Hiroshige established the position as a premier landscape artist with the superior compositional ideas and the point of view of this masterpiece, from the series “Fifty-three Stations of the Toukaidou”. Ichi-no-Torii or the First Torii Gate of Enoshima Island situated at Fujisawa Post Station is illustrated with the Yugyouji-temple at its background. The bridge behind the Torii Gate is Daigiri Bridge (present day Yugyouji Bridge). People on the bridge are the pilgrims to Mt. Oyama and people just going through the Torii Gate with the sticks in their hands are the pilgrims to Enoshima Island. This work tells the contemporary viewers that Fujisawa Post Station was alive with tourists and the pilgrims for both sites.

Utagawa Hiroshige
Kansei 9~Ansei 5 (1799~1858)
Hiroshige was a pupil of Utagawa Toyohiro. He also studied varieties of painting styles from Kano school, nan-ga (southern Chinese painting style), and Shijō school. He was active as an ukiyo-e artist from Bunsei 1 to his death (1818~1858). He first produced pictures of beautiful women, Kabuki actors and worriers, but from the Tempō era he was acknowledged as a leading landscape artist. He published many pictures of famous places such as the series “Fifty-three Stations of the Tokaido”. Hiroshige’s the other fortes were kachoga (picture of birds and flowers) and animal pictures.

東海道五拾三次之内 藤沢(保永堂版)

Fujisawa, from the series Fifty-three Stations of the Toukaidou (Hoeidou edition)

Katsushika Hokusai

The production date: 1804 (Kyouwa 4/ Bunka1)
No Publisher’s seal

Hokusai didn’t produce any O-ban (large) size ukiyo-e print in the series of Fifty-three Station of Toukaidou. He usually produced the horizontal Ko-ban (small) size print. Unlike Utagawa Hiroshige, whose main subjects were the scenery and landscape, Hokusai focused more on the travelers’ outfits and the cultures and the customs of each station, and this gave a distinctive taste to his works. When he started to produce the Toukaidou series, he was commissioned by a group of kyouka poets and produced a surimono, a privately issued luxurious work “Spring Event of the Fifty-three Station” with the kyouka poems printed on the right.

Let’s closely look at the each station. At “Hodogaya”, a man wipes off the dirt from his horse’s feet after it worked at a muddy field, tells the viewers the arrival of the spring. At “Totsuka”, a scene of departure is illustrated.

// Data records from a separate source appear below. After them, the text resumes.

PR #368, opened 2026-08-20
feat(web): add /api/sources with admin-scoped mutations

Destrayon:
Part of #351. Task 1 of phase 3c.

Sources have been syncable and searchable since #364 but reachable only through the database. This adds `GET /api/sources`, `GET /api/sources/{id}`, `POST`, `PATCH`, `DELETE`, and `POST /api/sources/{id}/sync`.

## What is deliberately absent

**Nothing returns documents or paths.** No browse route, no document listing. A source is a searchable *scope*; enumerating one exposes every synced object to any Connapse reader regardless of what they could see in the source system — the leak epic #348 exists to close. A test pins that `/documents`, `/browse`, and `/files` stay 404, and another that a source id on the container document route is refused rather than quietly enumerating through the other surface.

**Connections have no REST surface.** They are the credential and filesystem-root boundary, configured out of band and managed in Admin Settings. Rationale and prior art: `docs/research/programmatic-source-configuration-safety-2026-08-17.md`.

## Two decisions that differ from the container endpoints

**Mutations require `RequireAdmin`, not `RequireEditor`.** Creating a source chooses what external data gets indexed and made searchable, bounded only by whatever the connection's credential can reach. That is an administrative act, not a content one. Airbyte separates its source-editor role from destination-editor for the same reason. Copying the container endpoints' authorization here would have been the easy mistake, so the tests assert an Editor is *forbidden* rather than only that an Admin succeeds.

**Responses use a `SourceResponse` DTO, never the `Source` record.** The record carries `ScopeJson` — naming buckets, prefixes, and filesystem subpaths — and `SyncCursor`, an opaque provider continuation token. Serializing it directly hands both to any reader. The tests assert their absence against the **raw response body** rather than a deserialized DTO, because deserializing into `SourceResponse` would silently drop an unexpected field and pass. Positive assertions run first so an empty or error body cannot satisfy the negatives.

## `LastSyncError` is administrator-only

Worth calling out because it is not obvious. Reads are open to viewers, but a provider's failure text routinely quotes the resource that failed — `Access Denied for bucket payroll-secrets` — so returning it to every reader would give back exactly the infrastructure detail `ScopeJson` is withheld to protect. The test asserts a viewer does not see the bucket name and an administrator does.

## One reversal

`SourceSyncService` returns to singleton registration so the sync-now route can drive the same instance. #364 registered it as a plain hosted service on the explicit grounds that nothing called into it at runtime; this route is that caller, so the reasoning no longer holds.

## Testing

`dotnet test` — **1110 passed, 0 failed.** 15 new integration tests covering scope omission on both list and detail, the viewer/admin split on sync errors, Editor being forbidden from create and delete, Viewer being allowed to list, unknown-connection and malformed-scope rejection, duplicate-name conflict, update, delete, sync-when-disabled, and the absent enumeration routes.

Still to come in phase 3c: the MCP `kind` discriminator, which needs a second id resolver so `list_files` stays container-only.

## Summary by CodeRabbit

* **New Features**
  * Added API endpoints to list, view, create, update, delete, and manually sync sources.
  * Added source configuration options for scope, description, and sync intervals.
  * Added role-based access controls, with diagnostic details restricted to administrators.
  * Added validation for connections, duplicate names, malformed settings, and disabled-source syncing.

* **Bug Fixes**
  * Prevented source scope, cursors, and documents from being exposed through read responses.
  * Prevented overlapping syncs for the same source and now return a conflict when one is already running.

### DIFF
--- a/src/Connapse.Core/Models/SyncModels.cs
+++ b/src/Connapse.Core/Models/SyncModels.cs
@@ -21,12 +21,19 @@ public record OwnerRef(Guid Id, bool IsSource)
 /// <summary>
 /// Outcome of one sync cycle for one source.
 /// </summary>
+/// <param name="AlreadyRunning">
+/// True when the cycle did nothing because another sync of the same source held the gate.
+/// Distinct from <paramref name="Error"/>: nothing went wrong, the work simply belongs to
+/// the cycle already in flight. A caller that surfaces this to a user should say "in
+/// progress", not "failed".
+/// </param>
 public record SourceSyncResult(
     int Upserted,
     int Deleted,
     bool UsedDeltaPath,
     bool RequiredResync,
-    string? Error);
+    string? Error,
+    bool AlreadyRunning = false);
 
 /// <summary>
 /// Thrown when a reindex would move a document between ownership domains — source to
--- a/src/Connapse.Web/Endpoints/SourceResponse.cs
+++ b/src/Connapse.Web/Endpoints/SourceResponse.cs
@@ -1,0 +1,55 @@
+using Connapse.Core;
+
+namespace Connapse.Web.Endpoints;
+
+/// <summary>
+/// What the API returns for a source.
+/// <para>
+/// Deliberately not the <see cref="Source"/> record. That carries <c>ScopeJson</c>, which
+/// names buckets, prefixes and filesystem subpaths, and <c>SyncCursor</c>, an opaque
+/// provider continuation token — infrastructure detail a reader has no reason to receive,
+/// and the kind of thing that turns a read route into reconnaissance. Serializing the record
+/// directly would hand both out.
+/// </para>
+/// </summary>
+public record SourceResponse(
+    Guid Id,
+    string Name,
+    string? Description,
+    Guid ConnectionId,
+    bool Enabled,
+    SyncStatus LastSyncStatus,
+    DateTime? LastSyncedAt,
+    int? SyncIntervalSeconds,
+    int DocumentCount,
+    string? Summary,
+    DateTime CreatedAt,
+    DateTime UpdatedAt,
+    /// <summary>
+    /// Populated for administrators only. A provider's failure text routinely echoes the
+    /// thing that failed — "Access Denied for bucket payroll-data" — so returning it to
+    /// every reader would give back exactly the infrastructure detail ScopeJson is withheld
+    /// to protect.
+    /// </summary>
+    string? LastSyncError,
+    /// <summary>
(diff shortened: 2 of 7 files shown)


Destrayon:
Three applied, one refuted. Pushed in 9bf7e13.

## Applied — the concurrency finding was the real one

Correct, and it is a hazard **this PR introduced**. The timer was previously the only caller of `SyncSourceAsync` and iterates its sources sequentially, so two cycles for one source could not overlap. The sync-now route makes that possible.

The compare-and-swap on the cursor keeps progress safe either way — that was built in #364 — so this is not a correctness bug. But two cycles list the same remote twice and enqueue the same files twice, which is duplicated embedding work and costs real money.

`SyncSourceAsync` now takes a per-source gate, acquired **without waiting** so a caller arriving mid-cycle hears "already running" instead of blocking behind a five-minute sync. Different sources still run concurrently. `SourceSyncResult` gains `AlreadyRunning`, kept distinct from `Error` because nothing went wrong, and the endpoint returns **409** rather than 200 — a script driving this would otherwise read "0 upserted" as "nothing to do".

Worth flagging how I tested it. My first version raced two HTTP requests and asserted one got a 409. It passed, but only because the timing happened to work — that test would pass or fail on load. Replaced with a connector that blocks inside its remote call, so the interleaving is deterministic, plus two tests that the gate is **released** after a successful and a failed cycle. A missed release would wedge a source permanently, and the failure path is where it would hurt most, since an unreachable remote is exactly when cycles repeat.

**`JsonDocument` disposal** — right, it rents pooled buffers and this runs per request. Now `using` inside both try blocks.

**Test rename** — done, `GetSource_EnumerationRoutes_AreNotFound`.

## Refuted — `LogSanitizer` on the audit payloads

`IAuditLogger.LogAsync` serializes `details` with `JsonSerializer` and stores the result in the `Details` **jsonb column** of `audit_logs`. It never passes that object to `ILogger`; the only logger call in `AuditLogger` is on failure and logs the hardcoded `action` string, never the payload.

Log forging is an attack on log *text* — injecting newlines to forge entries. A value bound as a JSON property in a database column is not concatenated into a log line, and the serializer escapes control characters regardless. The repository guideline covers logging user-controlled values, which this is not.

The existing `ContainersEndpoints` does the same thing — `new { container.Name, container.ConnectorType }` with no sanitizer — so applying it here would have made these four call sites inconsistent with every other audit call in the codebase without closing anything.

Happy to reconsider if CodeQL actually flags it, since that would be evidence I have the data flow wrong.

`dotnet test` — **1098 passed, 0 failed.**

Two men are about to leave an inn and a woman sends off the men rather sadly. At “Fujisawa”, women travelers are heading to Enoshima Island, and they are about to go through the First Torii Gate of the Enoshima Island. The woman walking at the front is holding a cigarette pipe, and a thread of red cloth is tied to it. It was a charm to avoid small pox, which was a most dangerous disease at that time. The guidepost indicates “From now on, the road of Enoshima”, and from the writing on this post “Kyouwa 4 (1804)”, the production date of this series can be identified.
At “Hiratsuka”, the farmers are resting in a tree shade and their tools, such as a mowing sickle and basket are illustrated. The season is the beginning of spring but it seems the air is still chilly. At “Oiso”, there is a man trying to lift a gigantic rock. The word “The Tiger Stone” is inscribed on the Rock. This picture is based on a legend of Tora-gozen, or the Tiger lady from this post station.(Tora-gozen appears on “Soga Monogatari (The Soga Brother’s Story)”, and she was considered to spread this local story nationwide).
At “Odawara”, the Uirou vendor and the distant view of Odawara castle are illustrated. “Uirou” is a name of medicine still distributed today and one of the famous products of Odawara. (Uirou is also name of a sweet as well, but the two are different things.) A Kabuki actor Ichikawa Danjurou II who has a disease that caused him a trouble when he said the line on stage with the cough and sputum was cured by Uirou. It was quite a famous story and after he was cured, he made a play “The Uirou Vendor” and acted by himself around the time this picture was produced. A woman on a picture seems to imitate Danjurou.